WORK TASK
A single stretch of the material below is to be transcribed exactly, starting at the line with "PR #5236, opened 2019-02-19" and ending after the line with "--- a/Makefile.common".

*** DATA PROVIDED ***

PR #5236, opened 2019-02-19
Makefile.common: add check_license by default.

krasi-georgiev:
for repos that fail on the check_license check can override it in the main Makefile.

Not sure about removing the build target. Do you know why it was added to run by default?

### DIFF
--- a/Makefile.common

*** End of DATA PROVIDED ***
*** DATA PROVIDED ***

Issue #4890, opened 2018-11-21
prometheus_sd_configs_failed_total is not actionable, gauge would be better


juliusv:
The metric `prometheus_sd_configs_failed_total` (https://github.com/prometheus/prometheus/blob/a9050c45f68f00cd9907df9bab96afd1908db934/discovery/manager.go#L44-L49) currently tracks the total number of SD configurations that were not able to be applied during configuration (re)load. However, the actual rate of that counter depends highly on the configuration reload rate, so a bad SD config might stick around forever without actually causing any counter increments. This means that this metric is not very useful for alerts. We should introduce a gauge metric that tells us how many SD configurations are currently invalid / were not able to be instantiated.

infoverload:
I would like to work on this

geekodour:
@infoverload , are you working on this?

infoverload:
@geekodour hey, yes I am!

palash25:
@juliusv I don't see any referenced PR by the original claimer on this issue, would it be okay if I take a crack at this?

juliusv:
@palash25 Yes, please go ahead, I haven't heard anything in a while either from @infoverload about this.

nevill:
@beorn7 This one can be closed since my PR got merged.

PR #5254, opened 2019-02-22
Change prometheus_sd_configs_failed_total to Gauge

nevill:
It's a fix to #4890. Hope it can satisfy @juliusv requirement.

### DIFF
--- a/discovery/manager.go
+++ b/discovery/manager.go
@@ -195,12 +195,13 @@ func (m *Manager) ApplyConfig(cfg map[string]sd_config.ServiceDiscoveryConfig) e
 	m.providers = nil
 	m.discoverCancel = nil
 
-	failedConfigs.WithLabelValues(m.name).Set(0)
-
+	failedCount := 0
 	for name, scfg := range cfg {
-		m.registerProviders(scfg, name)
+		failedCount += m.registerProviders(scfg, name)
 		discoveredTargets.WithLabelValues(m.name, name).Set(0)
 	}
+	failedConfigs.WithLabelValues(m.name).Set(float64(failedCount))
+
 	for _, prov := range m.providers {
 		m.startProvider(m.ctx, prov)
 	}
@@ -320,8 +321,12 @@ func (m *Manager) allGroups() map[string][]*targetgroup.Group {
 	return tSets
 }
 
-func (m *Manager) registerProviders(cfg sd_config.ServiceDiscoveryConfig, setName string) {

*** End of DATA PROVIDED ***

TASK RESPONSE
PR #5236, opened 2019-02-19
Makefile.common: add check_license by default.

krasi-georgiev:
for repos that fail on the check_license check can override it in the main Makefile.

Not sure about removing the build target. Do you know why it was added to run by default?

### DIFF
--- a/Makefile.common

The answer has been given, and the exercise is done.